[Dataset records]
════

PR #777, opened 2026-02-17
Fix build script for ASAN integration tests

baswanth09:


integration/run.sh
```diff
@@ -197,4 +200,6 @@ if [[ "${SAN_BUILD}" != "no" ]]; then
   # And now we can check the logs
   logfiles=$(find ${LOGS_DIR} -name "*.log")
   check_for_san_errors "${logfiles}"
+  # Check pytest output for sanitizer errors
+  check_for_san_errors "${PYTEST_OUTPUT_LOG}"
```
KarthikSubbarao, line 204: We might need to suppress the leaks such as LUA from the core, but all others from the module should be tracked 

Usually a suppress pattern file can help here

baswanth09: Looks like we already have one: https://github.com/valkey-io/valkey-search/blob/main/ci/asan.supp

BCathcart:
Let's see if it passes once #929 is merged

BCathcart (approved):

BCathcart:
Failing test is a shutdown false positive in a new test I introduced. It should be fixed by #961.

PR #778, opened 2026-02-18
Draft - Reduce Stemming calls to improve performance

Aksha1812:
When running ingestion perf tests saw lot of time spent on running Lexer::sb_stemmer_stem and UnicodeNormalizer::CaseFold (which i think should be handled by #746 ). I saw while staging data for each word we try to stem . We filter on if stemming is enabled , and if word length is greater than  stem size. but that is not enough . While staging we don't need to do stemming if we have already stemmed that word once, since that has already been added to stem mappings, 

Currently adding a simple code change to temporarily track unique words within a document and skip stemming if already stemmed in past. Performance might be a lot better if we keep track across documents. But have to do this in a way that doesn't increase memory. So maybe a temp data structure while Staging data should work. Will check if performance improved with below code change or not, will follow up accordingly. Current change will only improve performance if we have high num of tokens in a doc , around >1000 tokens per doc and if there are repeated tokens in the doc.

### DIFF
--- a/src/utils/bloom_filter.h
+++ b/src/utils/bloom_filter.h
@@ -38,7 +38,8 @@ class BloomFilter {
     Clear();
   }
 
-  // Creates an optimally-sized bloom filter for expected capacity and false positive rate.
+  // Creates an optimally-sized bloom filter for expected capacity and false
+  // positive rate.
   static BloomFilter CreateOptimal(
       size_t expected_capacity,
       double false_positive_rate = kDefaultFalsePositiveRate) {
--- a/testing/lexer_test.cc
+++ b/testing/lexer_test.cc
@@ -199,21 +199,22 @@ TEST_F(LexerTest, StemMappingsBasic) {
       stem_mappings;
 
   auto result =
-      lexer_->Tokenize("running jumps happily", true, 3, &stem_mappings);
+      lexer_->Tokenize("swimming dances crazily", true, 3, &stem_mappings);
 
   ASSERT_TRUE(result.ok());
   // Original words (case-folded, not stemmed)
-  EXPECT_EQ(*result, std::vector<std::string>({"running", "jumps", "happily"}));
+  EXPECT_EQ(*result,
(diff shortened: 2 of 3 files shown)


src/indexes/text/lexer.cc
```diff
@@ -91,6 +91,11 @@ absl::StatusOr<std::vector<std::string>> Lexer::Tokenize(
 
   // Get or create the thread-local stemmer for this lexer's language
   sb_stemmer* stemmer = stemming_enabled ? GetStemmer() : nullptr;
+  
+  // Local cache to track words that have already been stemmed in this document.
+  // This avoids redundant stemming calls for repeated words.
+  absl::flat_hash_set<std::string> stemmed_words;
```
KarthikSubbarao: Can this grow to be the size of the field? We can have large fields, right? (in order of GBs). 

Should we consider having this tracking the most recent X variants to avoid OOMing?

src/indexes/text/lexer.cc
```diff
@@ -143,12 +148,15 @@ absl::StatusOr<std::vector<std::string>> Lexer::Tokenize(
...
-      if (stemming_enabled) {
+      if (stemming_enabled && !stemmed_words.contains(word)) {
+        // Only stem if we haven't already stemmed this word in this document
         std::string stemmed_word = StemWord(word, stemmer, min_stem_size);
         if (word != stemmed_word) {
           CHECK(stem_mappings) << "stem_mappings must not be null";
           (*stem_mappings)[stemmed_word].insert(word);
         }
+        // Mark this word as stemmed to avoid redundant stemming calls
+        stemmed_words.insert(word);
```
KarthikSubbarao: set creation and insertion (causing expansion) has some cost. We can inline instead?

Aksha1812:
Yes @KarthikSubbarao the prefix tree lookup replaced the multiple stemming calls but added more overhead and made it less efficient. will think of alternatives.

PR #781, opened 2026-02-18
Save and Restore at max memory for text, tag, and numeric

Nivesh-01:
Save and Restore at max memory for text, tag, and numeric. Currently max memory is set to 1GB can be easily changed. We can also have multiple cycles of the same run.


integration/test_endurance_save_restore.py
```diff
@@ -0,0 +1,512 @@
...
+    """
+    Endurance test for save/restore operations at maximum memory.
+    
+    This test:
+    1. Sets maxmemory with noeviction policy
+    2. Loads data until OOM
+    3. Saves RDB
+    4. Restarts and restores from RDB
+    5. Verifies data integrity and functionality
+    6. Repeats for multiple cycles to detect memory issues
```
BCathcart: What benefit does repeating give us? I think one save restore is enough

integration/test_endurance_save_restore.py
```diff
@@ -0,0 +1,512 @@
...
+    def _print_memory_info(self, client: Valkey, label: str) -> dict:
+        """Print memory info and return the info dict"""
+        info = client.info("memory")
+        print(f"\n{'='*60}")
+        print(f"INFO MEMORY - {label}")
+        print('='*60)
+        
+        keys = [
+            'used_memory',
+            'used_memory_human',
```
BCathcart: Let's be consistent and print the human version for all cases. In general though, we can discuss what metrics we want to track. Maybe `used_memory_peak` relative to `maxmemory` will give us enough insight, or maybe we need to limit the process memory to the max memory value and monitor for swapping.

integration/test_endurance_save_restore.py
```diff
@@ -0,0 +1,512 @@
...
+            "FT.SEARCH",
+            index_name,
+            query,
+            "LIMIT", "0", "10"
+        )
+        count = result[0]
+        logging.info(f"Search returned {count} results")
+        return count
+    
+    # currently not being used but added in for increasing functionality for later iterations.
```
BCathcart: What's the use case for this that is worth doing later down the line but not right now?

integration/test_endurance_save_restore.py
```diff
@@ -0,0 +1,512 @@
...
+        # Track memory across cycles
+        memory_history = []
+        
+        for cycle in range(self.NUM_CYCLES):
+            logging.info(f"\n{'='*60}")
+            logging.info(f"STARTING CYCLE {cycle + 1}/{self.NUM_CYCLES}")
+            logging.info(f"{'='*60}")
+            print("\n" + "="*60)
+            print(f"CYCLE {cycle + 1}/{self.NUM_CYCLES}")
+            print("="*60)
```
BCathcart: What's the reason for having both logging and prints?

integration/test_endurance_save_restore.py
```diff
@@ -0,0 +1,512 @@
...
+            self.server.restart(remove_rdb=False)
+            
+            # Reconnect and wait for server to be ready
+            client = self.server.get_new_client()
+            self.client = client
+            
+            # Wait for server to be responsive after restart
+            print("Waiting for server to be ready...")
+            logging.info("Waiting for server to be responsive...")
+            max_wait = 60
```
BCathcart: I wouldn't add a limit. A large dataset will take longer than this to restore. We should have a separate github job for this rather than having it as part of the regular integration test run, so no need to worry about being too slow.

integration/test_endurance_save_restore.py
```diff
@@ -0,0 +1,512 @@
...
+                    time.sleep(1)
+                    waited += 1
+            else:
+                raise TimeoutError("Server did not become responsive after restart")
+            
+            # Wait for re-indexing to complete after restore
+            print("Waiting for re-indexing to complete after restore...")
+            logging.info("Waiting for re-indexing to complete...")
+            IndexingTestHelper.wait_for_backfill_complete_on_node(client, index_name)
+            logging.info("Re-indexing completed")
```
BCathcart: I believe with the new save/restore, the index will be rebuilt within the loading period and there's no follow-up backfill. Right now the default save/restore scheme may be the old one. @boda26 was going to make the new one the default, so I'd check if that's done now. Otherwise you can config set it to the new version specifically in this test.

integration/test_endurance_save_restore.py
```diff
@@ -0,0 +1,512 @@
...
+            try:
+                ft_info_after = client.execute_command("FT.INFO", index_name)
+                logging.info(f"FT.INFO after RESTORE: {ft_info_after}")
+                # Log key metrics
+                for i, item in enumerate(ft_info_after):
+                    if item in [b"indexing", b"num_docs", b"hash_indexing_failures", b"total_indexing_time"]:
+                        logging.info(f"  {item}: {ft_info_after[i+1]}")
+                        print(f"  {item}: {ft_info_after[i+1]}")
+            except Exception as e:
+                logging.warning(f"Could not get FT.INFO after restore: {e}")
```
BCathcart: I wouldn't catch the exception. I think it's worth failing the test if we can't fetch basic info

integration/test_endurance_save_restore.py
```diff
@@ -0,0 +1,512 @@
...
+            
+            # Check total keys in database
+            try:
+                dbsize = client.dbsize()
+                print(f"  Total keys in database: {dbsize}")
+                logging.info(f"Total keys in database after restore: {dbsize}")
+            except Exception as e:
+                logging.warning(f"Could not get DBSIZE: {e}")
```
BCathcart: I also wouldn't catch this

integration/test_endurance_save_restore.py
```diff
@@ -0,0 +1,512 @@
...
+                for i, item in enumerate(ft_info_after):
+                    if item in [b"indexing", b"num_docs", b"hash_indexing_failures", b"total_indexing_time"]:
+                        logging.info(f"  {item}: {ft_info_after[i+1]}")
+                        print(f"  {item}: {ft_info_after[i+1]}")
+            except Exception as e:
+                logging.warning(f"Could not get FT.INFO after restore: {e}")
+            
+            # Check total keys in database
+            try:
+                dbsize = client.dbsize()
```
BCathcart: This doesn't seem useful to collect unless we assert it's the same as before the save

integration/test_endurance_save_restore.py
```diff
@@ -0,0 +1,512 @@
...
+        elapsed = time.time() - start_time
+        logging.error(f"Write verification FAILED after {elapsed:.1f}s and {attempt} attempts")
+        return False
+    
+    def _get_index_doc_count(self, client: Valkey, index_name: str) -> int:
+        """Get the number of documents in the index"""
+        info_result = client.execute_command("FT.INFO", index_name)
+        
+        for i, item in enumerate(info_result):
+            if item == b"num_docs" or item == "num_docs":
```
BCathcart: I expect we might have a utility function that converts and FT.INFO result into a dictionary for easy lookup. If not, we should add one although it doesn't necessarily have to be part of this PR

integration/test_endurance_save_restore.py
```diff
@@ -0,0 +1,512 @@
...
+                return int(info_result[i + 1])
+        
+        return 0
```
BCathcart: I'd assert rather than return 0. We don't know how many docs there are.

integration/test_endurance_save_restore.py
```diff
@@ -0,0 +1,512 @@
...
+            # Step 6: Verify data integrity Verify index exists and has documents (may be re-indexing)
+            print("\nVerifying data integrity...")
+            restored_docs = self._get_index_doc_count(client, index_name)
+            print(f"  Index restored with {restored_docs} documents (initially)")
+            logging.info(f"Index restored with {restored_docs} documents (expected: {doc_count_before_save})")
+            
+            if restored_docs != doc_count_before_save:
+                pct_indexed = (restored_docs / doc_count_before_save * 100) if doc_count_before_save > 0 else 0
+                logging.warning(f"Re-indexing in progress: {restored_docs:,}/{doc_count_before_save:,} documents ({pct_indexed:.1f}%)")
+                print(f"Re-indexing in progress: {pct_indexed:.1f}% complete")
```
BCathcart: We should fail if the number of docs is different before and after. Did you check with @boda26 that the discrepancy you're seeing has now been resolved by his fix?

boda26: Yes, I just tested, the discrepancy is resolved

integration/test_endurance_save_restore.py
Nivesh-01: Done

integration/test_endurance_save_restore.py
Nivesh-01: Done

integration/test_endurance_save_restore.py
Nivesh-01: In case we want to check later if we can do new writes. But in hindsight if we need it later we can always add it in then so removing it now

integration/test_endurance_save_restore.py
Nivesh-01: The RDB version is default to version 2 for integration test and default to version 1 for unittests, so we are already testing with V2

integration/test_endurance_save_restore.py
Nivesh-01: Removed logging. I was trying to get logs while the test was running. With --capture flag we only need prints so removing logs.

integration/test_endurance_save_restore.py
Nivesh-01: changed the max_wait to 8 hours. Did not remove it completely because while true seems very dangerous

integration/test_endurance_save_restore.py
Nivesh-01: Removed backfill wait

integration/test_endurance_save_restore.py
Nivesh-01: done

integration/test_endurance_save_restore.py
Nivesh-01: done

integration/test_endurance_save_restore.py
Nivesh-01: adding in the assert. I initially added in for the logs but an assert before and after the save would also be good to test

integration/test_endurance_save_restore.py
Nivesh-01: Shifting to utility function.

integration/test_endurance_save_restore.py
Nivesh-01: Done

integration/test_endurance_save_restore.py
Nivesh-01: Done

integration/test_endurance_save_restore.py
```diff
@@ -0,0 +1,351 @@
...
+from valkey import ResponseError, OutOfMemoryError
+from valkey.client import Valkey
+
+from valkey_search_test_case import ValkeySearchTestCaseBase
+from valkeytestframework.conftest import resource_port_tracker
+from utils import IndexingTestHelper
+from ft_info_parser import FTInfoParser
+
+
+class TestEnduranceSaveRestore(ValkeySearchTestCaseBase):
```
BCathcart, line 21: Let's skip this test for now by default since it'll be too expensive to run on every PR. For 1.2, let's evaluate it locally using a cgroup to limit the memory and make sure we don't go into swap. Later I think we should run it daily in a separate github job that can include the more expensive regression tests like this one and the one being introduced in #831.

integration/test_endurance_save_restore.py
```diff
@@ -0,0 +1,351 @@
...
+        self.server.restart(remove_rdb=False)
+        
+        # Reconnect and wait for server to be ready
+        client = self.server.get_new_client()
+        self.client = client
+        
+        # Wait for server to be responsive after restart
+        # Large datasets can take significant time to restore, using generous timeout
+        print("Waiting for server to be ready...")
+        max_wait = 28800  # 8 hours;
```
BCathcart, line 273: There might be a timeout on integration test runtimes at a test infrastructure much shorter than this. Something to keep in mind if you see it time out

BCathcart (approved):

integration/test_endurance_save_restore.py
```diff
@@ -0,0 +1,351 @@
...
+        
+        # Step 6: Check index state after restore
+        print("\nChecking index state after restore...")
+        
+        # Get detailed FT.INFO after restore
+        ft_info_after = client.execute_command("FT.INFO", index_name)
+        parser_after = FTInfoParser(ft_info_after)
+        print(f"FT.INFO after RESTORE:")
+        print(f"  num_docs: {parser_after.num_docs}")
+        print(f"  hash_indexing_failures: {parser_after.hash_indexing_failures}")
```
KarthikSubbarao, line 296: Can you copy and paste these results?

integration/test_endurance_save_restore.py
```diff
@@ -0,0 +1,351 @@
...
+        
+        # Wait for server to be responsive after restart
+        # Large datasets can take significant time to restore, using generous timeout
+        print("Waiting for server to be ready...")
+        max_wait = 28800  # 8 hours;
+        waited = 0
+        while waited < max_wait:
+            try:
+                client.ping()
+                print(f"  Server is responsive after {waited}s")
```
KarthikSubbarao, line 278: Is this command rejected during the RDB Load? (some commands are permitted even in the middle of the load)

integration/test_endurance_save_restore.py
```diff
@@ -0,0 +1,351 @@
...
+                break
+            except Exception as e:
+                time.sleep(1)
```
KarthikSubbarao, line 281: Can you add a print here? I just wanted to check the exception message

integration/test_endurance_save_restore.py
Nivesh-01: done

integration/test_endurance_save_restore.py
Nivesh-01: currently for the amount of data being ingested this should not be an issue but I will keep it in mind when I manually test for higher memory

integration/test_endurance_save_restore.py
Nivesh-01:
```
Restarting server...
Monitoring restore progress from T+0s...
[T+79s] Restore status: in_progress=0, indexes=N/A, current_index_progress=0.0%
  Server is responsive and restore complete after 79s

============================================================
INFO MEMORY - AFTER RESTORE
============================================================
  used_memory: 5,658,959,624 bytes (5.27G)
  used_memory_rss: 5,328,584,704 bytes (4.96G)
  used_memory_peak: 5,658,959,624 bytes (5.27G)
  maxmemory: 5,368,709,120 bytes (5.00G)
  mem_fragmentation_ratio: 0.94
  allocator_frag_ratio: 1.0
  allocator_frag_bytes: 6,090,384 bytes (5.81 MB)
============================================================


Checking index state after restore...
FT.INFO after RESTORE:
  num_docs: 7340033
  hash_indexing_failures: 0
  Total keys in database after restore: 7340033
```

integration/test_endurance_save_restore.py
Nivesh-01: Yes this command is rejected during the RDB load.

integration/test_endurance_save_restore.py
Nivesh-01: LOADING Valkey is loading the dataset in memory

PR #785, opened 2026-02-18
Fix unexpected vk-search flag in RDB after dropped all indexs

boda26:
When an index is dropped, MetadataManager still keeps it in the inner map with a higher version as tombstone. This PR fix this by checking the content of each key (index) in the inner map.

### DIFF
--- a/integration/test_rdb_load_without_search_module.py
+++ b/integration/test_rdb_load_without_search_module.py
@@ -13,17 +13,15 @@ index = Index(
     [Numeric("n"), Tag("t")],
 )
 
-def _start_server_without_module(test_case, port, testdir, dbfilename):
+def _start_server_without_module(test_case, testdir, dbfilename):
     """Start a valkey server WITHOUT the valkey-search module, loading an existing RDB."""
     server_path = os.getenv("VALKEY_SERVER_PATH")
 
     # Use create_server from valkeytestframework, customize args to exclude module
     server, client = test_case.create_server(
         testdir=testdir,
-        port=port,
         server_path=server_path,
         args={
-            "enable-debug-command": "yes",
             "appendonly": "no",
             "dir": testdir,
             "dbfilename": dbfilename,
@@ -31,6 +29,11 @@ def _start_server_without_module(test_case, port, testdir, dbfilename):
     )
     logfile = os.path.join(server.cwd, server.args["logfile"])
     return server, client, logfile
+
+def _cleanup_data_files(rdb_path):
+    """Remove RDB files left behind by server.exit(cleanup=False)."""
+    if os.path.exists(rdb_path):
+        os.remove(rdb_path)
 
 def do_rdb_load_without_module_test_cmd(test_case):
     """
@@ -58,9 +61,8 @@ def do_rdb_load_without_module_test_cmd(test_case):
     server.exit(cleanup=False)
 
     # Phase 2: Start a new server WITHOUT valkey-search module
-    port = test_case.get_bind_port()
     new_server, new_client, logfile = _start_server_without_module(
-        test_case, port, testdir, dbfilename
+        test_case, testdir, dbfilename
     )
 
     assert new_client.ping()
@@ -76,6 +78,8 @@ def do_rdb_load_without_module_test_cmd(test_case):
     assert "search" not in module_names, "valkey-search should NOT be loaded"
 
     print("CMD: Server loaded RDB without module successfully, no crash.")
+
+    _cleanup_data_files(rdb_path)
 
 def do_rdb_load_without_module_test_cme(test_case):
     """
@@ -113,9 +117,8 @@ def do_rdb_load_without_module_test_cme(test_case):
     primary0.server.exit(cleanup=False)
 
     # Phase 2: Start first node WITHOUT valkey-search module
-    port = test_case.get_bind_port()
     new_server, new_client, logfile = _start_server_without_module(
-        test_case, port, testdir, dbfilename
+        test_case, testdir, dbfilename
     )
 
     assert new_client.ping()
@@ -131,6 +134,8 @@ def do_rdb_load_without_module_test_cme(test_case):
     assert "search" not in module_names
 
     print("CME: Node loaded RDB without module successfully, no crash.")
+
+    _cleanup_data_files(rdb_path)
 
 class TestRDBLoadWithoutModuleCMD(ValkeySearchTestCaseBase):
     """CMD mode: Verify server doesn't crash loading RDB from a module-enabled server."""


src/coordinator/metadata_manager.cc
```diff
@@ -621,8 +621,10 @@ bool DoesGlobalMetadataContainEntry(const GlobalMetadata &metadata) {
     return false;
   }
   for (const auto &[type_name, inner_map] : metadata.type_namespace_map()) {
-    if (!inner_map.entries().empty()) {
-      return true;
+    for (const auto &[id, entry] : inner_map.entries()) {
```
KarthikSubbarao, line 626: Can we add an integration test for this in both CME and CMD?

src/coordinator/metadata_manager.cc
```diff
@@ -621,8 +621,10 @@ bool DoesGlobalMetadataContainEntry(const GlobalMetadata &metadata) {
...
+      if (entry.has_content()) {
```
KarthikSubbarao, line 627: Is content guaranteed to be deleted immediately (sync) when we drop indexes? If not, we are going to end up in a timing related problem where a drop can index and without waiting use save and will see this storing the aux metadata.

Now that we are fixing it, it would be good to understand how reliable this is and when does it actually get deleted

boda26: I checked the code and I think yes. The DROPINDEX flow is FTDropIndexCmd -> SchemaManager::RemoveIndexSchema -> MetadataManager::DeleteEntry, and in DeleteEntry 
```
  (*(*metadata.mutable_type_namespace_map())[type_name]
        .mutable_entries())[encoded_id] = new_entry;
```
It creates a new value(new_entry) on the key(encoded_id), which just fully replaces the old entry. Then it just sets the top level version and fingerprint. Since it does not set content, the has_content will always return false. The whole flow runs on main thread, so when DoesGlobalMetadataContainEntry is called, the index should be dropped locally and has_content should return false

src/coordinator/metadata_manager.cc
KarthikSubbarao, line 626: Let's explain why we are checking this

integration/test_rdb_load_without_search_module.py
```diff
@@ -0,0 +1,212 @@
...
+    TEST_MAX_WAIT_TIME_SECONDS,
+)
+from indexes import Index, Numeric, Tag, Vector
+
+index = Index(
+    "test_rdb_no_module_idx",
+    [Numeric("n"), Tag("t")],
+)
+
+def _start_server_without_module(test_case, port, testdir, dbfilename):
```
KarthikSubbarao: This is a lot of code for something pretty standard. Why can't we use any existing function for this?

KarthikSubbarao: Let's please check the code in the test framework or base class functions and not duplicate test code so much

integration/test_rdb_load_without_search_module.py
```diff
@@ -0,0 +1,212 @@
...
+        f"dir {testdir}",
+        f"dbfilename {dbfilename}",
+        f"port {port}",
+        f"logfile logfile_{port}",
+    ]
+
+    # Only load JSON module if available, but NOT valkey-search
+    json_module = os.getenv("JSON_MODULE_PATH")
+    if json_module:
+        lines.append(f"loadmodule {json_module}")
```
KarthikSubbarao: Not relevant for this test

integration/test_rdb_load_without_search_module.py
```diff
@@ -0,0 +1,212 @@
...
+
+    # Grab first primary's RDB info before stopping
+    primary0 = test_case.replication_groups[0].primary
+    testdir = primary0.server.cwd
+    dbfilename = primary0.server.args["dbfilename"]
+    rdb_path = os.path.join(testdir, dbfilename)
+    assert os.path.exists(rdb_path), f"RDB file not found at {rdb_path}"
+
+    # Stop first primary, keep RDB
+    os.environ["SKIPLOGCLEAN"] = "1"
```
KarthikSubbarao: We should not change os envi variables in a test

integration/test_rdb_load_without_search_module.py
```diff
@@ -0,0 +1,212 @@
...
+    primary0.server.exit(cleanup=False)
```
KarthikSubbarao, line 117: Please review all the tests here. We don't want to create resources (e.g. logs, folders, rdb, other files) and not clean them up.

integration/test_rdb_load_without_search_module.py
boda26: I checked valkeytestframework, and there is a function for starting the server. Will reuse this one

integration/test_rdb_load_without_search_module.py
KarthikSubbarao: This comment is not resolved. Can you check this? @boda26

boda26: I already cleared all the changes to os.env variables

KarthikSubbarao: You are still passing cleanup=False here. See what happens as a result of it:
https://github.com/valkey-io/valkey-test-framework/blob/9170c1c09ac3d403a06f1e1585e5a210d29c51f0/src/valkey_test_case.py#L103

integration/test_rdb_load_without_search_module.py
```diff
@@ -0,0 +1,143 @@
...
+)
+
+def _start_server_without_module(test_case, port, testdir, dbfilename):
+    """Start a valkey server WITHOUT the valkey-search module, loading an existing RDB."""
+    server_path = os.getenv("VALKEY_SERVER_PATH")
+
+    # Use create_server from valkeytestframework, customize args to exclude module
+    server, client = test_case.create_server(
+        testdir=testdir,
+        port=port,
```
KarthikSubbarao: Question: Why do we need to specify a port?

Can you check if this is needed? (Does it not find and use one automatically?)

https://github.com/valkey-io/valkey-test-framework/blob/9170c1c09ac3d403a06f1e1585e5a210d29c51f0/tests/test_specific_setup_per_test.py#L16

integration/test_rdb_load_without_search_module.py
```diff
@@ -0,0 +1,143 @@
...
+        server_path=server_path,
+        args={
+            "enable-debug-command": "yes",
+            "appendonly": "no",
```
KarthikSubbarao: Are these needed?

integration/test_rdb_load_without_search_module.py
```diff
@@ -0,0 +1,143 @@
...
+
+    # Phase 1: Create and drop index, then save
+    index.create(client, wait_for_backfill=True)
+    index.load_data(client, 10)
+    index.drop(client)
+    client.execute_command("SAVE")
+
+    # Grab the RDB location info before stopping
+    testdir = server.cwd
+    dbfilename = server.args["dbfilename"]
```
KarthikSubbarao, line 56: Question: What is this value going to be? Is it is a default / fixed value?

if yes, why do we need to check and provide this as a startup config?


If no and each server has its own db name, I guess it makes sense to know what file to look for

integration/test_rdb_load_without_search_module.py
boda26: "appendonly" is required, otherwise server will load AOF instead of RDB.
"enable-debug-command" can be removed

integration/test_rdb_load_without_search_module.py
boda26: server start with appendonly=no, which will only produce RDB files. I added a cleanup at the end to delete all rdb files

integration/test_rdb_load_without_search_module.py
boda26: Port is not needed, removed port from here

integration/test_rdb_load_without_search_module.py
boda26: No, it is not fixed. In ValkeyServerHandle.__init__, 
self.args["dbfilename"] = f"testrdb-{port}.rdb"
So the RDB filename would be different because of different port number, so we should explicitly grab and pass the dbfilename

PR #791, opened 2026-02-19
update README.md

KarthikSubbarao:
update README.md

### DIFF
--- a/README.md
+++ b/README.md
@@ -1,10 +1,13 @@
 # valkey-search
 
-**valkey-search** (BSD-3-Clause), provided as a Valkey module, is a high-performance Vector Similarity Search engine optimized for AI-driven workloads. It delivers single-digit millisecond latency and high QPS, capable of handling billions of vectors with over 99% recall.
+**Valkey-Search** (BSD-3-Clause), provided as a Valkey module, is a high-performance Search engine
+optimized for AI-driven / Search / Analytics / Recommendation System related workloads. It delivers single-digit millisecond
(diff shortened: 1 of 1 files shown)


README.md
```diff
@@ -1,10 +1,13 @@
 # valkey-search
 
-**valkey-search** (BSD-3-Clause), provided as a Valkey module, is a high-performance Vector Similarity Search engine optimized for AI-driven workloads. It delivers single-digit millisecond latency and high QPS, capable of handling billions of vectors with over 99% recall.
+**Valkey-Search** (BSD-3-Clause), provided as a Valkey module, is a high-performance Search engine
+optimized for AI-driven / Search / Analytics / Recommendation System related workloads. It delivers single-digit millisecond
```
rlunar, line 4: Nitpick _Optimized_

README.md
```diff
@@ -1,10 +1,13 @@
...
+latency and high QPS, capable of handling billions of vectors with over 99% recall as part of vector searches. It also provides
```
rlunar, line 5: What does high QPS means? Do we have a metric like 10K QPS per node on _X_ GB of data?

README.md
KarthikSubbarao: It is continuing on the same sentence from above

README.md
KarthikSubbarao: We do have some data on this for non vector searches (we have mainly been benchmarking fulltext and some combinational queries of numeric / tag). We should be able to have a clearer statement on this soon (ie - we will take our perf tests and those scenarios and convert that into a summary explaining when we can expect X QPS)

════

WORK ITEM >> Only the number is needed here: how many lines in the data contain "higher"?

SOLUTION FOR THIS PROBLEM >> 2